2009-03-26 15:28:32 SPORT Latency test on BF527
Giuseppe Olivadoti (UNITED STATES)
Message: 71629
When testing the latency between two bursts of data out from the SPORT I see about 500 uSec of latency from when a SPORT transmission is finished until the time when the next burst begins.
The test software performs following functions:
1. Transfer via SPORT interface 8 bytes package using DMA.
2. When transfer is done set programmable flag.
3. Reset programmable flag.
4. Repeat 1-3
5. Sleep for 1 sec
6. Loop back to 1
The BF527 EZKit runs Kernel snapshot revision 7780 from 02/20/2009 and CPU clocks were set to provide the following frequencies:
· Core CLK 400 MHz
· System CLK 100 MHz
See attached scope plots for more detail.
The delay between when the actual transfer is done and when CPU is ready to transfer next package may not only be interrupt latency, but also SPORT driver / Kernel latency. A similar experiment using the SPI as opposed to the SPORT yields latency in the order of 50 uSec, as opposed to the 500 uSec on the SPORT.
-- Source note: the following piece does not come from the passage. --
PR #12067, opened 2024-11-27
Refactor tracing configurator to be available from actor system threads

UgnineSirdis:
### Changelog entry 

There are situations when we need to generate a new trace id (or throttle existing one) not only from grpc proxy actor, but in several other places (long living topic session). For this case I refactored tracing configurator so that it can be available from every actor system thread.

I wonder if someone can point out why this behaves like this, and if I can modify my test to improve the latency.
Attached is the simple user space application that shows the issue, it is written so you could trigger a scope on the GPIO's.
SPORT plot1.bmp
SPORT plot2.bmp
SPORT_527Kit_main.cpp
QuoteReplyEditDelete
2009-03-26 15:56:03 Re: SPORT Latency test on BF527
Robin Getz (UNITED STATES)
Message: 71632
Giuseppe:
I'm not sure what you are doing wrong,
We did some benchmarks, using a function generator hooked up to a GPIO IRQ.In the ISR I wiggle a second TEST GPIO high for 1 us.
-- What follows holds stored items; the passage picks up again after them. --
PR #5232, opened 2025-07-04
Adds description of the on_event callback to custom application roles

### LINKED ISSUE #4666: `on_event` callback for roles
**Dev. issue:** https://github.com/tarantool/tarantool/issues/10538

**Product:** Tarantool
**Since:** 3.3.0
**Root document:** https://www.tarantool.io/en/doc/latest/platform/app/app_roles/
**SME:** @ grafin 

# Details

Roles can now set a `on_event` callback, which will be called
every time a `box.status` system event is broadcasted or the
configuration has been updated (after the `apply` has finished).

`on_event` callbacks are called one after another in the order
the roles are applied (according to their dependencies). Each
event (`box.status` or configuration change) triggers a series
of callbacks, next series (for a new event) will be triggered
after the previous finishes.

`on_event` callbacks are executed inside a `pcall` and if error is
raised, it is logged with 'error' level and the series execution
continues.

It is guaranteed that all of the `on_event` triggers are executed as
part of the configuration process (and 'ready' or 'check_warnings'
status is reached only after all of them are done).

When the callback is called, three arguments are provided,
`on_event(config, key, value)` where:
`config` is the current configuration,
`key` is `'config.apply'` if the callback was trigger by configuration
update, or `'box.status'` if it was triggered by `box.status` system
event.
`value` is the same as in `box.status` system event.

Example usage:

```lua
local config = require('config')

return {
    validate = ...,
    apply = ...,
    stop = ...,
    -- TODO: config parameter should contain role's config,
    -- but 3.3.0 passes the whole instance config to it. It
    -- is a bug (gh-10934).
    on_event = function(_config, key, value)
        local log = require('log')

        log.info('on_event is triggered by ' .. key)
        log.info('is_ro: ' .. value.is_ro)
        log.info('roles_cfg.my_role.foo: ' .. config:get('roles_cfg.my_role.foo'))
    end,
}
```
Requested by @grafin in https://github.com/tarantool/tarantool/commit/88e656cdf1cefbe7a30bdfe19099d08cec4ff443.

AArdeev:
* Added general info about custom roles as an intro to the section
* Fixes #4666

Deployment: https://docs.d.tarantool.io/ru/doc/gh-4666-on-event-callback-for-roles/platform/app/app_roles/#creating-a-custom-role

### DIFF
--- a/doc/platform/app/app_roles.rst
+++ b/doc/platform/app/app_roles.rst
@@ -81,16 +81,13 @@ The ``on_event`` callback returns 3 arguments, when it is called:
    - ``config.apply`` if the callback was triggered by a configuration update;
 
    - ``box.status`` if it was triggered by the ``box.status`` system event.
-- ``value``, which shows and logs the information about the instance status as in the trigger ``box.status`` system event.
-If the callback is triggered by a configuration update, the ``value`` shows the information of the most recent ``box.status`` system event.
+- ``value``, which shows and logs the information about the instance status as in the trigger ``box.status`` system event. If the callback is triggered by a configuration update, the ``value`` shows the information of the most recent ``box.status`` system event.
 
 ..  NOTE::
 
-- All ``on_event`` callbacks with the ``config.apply`` key  are executed as a part of the configuration process.
-Process statuses ``ready`` or ``check_warnings`` are reached only after all such ``on_event`` callbacks are done.
+   - All ``on_event`` callbacks with the ``config.apply`` key  are executed as a part of the configuration process. Process statuses ``ready`` or ``check_warnings`` are reached only after all such ``on_event`` callbacks are done.
 
-- All ``on_event`` callbacks are executed inside of a ``pcall``. If an error is raised for a callback,
-it is logged with the ``error`` level and the series execution continues.
+   - All ``on_event`` callbacks are executed inside of a ``pcall``. If an error is raised for a callback, it is logged with the ``error`` level and the series execution continues.
 
 Creating a custom role includes the following steps:
 
--- a/doc/platform/app/app_roles.rst
+++ b/doc/platform/app/app_roles.rst
@@ -90,7 +90,6 @@ The ``on_event`` callback provides 3 arguments, when it is called:
     - All ``on_event`` callbacks are executed inside of a ``pcall``. If an error is raised for a callback, it is logged with ``error`` level 
     and the series execution continues.
 
-
 Creating a custom role includes the following steps:
 
 #.  (Optional) Define the role configuration schema.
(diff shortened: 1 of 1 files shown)


doc/platform/app/app_roles.rst
```diff
@@ -81,6 +110,13 @@ As a result, a role module should return an object that has corresponding functi
         apply = function() -- ... -- end,
         stop = function() -- ... -- end,
         dependencies = { -- ... -- },
+        on_event = function(config, key, value)
```
grafin, line 113: Better to indent the function contents:
```lua
        on_event = function(config, key, value)
            local log = require('log')
            log.info('roles_cfg.my_role.foo: ' .. config.foo)
            log.info('on_event is triggered by ' .. key)
            log.info('is_ro: ' .. value.is_ro)
        end,
```

doc/platform/app/app_roles.rst
```diff
@@ -64,13 +64,42 @@ Creating a custom role
 Overview
 ~~~~~~~~
 
+A custom application role is an object which implements custom functions or logic adding to Tarantool's built-in roles and roles provided by third-party Lua modules.
+For example, a logging role can be created to add logging functionality on top of the built-in one.
+
+Since version :doc:`3.4.0 </release/3.4.0>`, you can define an ``on_event`` callback for custom roles. The ``on_event`` callback is called
+every time a ``box.status`` system event is broadcasted, or after the ``apply`` action of the configuration update is finished.
```
grafin: IMO "the ``apply`` action of " this is not needed here. `apply` step is a part of the current inner implementation, and should not be important for the users.

grafin (approved):
Thanks for the work! Just some minor comments from me.

doc/platform/app/app_roles.rst
```diff
@@ -64,13 +64,42 @@ Creating a custom role
 Overview
 ~~~~~~~~
 
+A custom application role is an object which implements custom functions or logic adding to Tarantool's built-in roles and roles provided by third-party Lua modules.
+For example, a logging role can be created to add logging functionality on top of the built-in one.
+
+Since version :doc:`3.4.0 </release/3.4.0>`, you can define an ``on_event`` callback for custom roles. The ``on_event`` callback is called
```
xuniq, line 70: 3.4.0 or 3.3.0?
I see 3.3.0 version in ticket info and in the changelog: https://github.com/tarantool/tarantool/releases/tag/3.3.0

AArdeev: 3.4.0 As agreed with SME

xuniq (approved):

We measured the delay between GPIO IRQ asserted and TEST IRQ asserted.
The typical interrupt latency of a system in idle is approx 2.7us (min 2.6us, max 5.2us)
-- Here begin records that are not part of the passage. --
PR #5538, opened 2026-01-15
What's new for release 3.6

lenkis:


doc/release/3.6.0.rst
```diff
@@ -0,0 +1,83 @@
...
+* Null layout columns passed to ``insert_arrow``,
+* Inserting into the middle of MemCS primary index with aggregates,
+* Inserting columns in the REE encoding (except for columns that are part of index keys or skip indexes)
+* Specifying per-column layout in space format and secondary index definitions,
+* LT, LE, and GT iterator types in Arrow streams,
+* ``index:quantile()``,
+* Bloom aggregates,
+* Statistics of index aggregates and scanner,
+* Index aggregates exported to their Lua objects.
+
```
sergepetrenko, line 114: I'm not sure if we should publish C API improvements in this section.

For the end users, there is no way to use this functionality without either their own development team, which makes use of C API features, or without getting an appropriate TCS release where this functionality is used.

Here are the bullets related to C API:
```
* Null layout columns passed to ``insert_arrow``,
* Inserting columns in the REE encoding (except for columns that are part of index keys or skip indexes)
* LT, LE, and GT iterator types in Arrow streams,
```

Maybe mention explicitly that these are the C API improvements?
Or not mention them at all?
Or mention them generally, like `Some C API improvements related to inserting and scanning data in Arrow format`?

I'm not sure which option we should take, what's your opinion on this?

lenkis: Good point. Let's wrap up as "C API improvements..." -- that's the closest to our "what's new" idea.

sergepetrenko: Thanks!

sergepetrenko (approved):

doc/release/3.6.0.rst
```diff
@@ -0,0 +1,115 @@
...
+The failover coordinator automatically decreases the quorum size if connection
+to the second data center is lost, and restores the cluster's operability within
+the available data center.
+When connection to the second data center is up again, the failover coordinator
+automatically restores the normal quorum size.
+So, no transactions are lost.
+
+However, there are some limitations.
+An important thing is that while data storages can be located in just 2 DCs,
+the configuration storage (based on etcd or Tarantool) must be located in yet another DC
```
sergepetrenko: I'm not sure I can parse this sentence correctly. Does it mean configuration storage has to be located in 3 datacenters or just in another DC, separate from the 2 used for storing data?

AFAIU, we should set up configuration storage in 3 DCs, the easiest way to do so is by using 2 existing "data" DCs + 1 extra "quorum" DC.

doc/release/3.6.0.rst
```diff
@@ -0,0 +1,115 @@
...
+
+Here are the cases when a topology with data storages located in 2 DCs may fail.
+
+**Case #1:** "interrupted data enrichment after DC failure"
+
+a. DC #1 goes down, while DC #2 is up. The failover coordinator decreases the quorum size
+   to 1. The cluster keeps serving the clients.
+b. DC #1 goes up and starts obtaining missed data from DC #2. The quorum size is still 1.
+c. The data enrichment process for DC #1 is still in progress, but DC #2 goes down now.
+   In this case, the cluster becomes unavailable.
```
sergepetrenko, line 84: I'm not sure about case 1, let's ask @georgiy-belyanin for clarifications. Is this really what's going to happen?

sergepetrenko (commented):
Thanks for the clarifications in the 2DC synchro section!
Please find a couple more comments below.

doc/release/3.6.0.rst
lenkis: Huh, I deduced this from Alex Klenov's feedback: "Чтобы всё устойчиво работало, нужно чтобы хранилище конфигурации располагалось на трёх площадках. То есть данные мы храним в двух ЦОДах. Но при этом у нас есть третяя площадка для принятия решений."

So, I've guessed it wrong that we need only 1 configuration storage here -- the one located in DC #3.

Re-iterated it with Alex. Indeed, we need 3 config storages. Thanks for spotting!

sergepetrenko: Thanks for the fix!

doc/release/3.6.0.rst
georgiy-belyanin: Thanks for reaching out. It seems to be described properly. The synchronous replication mechanism ensures no transactions are lost and in that case the cluster would remain stale until DC #1 is recovered.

Under high process and IO load (Ethernet ping flood, and full UART activity)
The average interrupt latency is approx 6 us. (min 2.6us, max 35us)
root:/> version
kernel: Linux release 2.6.28.7-ADI-2009R1-pre-svn6218, build #1439 Wed Mar 25 13:35:15 CET 2009
toolchain: bfin-uclinux-gcc release gcc version 4.1.2 (ADI svn)
user-dist: release svn-7922, build #2888 Wed Mar 25 13:34:32 CET 2009
root:/> cat /proc/cpuinfo
processor : 0
vendor_id : Analog Devices
cpu family : 0x27c8
model name : ADSP-BF537 500(MHz CCLK) 125(MHz SCLK) (mpu off)
stepping : 3
cpu MHz : 500.000/125.000
bogomips : 997.37
Calibration : 498688000 loops
cache size : 16 KB(L1 icache) 32 KB(L1 dcache-wb) 0 KB(L2 cache)
dbank-A/B : cache/cache
icache setup : 4 Sub-banks/4 Ways, 32 Lines/Way
dcache setup : 2 Super-banks/4 Sub-banks/2 Ways, 64 Lines/Way
board name : ADI BF537-STAMP
board memory : 65536 kB (0x00000000 -> 0x04000000)
kernel memory : 57336 kB (0x00001000 -> 0x037ff000)
QuoteReplyEditDelete
2009-03-26 16:00:44 SPORT Latency test on BF527
Michael Hennerich (GERMANY)
Message: 71633 Hi Giuseppe,
In Linux - device drivers typically life in kernel (supervisor) space and not in user space apps.
So if you invoke a system call write(sport_fd, ...) and then do write(gpio_fd, ...) you have several times the system call overhead in linux.
Interrupt latency on Blackfin Linux is somewhere between 1.6us and 30us on average apprx 2.6us and for a very busy system around 6us.
In case you move your code into the kernel you see the next burst start typ. 2.6us after the DMA DONE Int of pervious transfer triggered.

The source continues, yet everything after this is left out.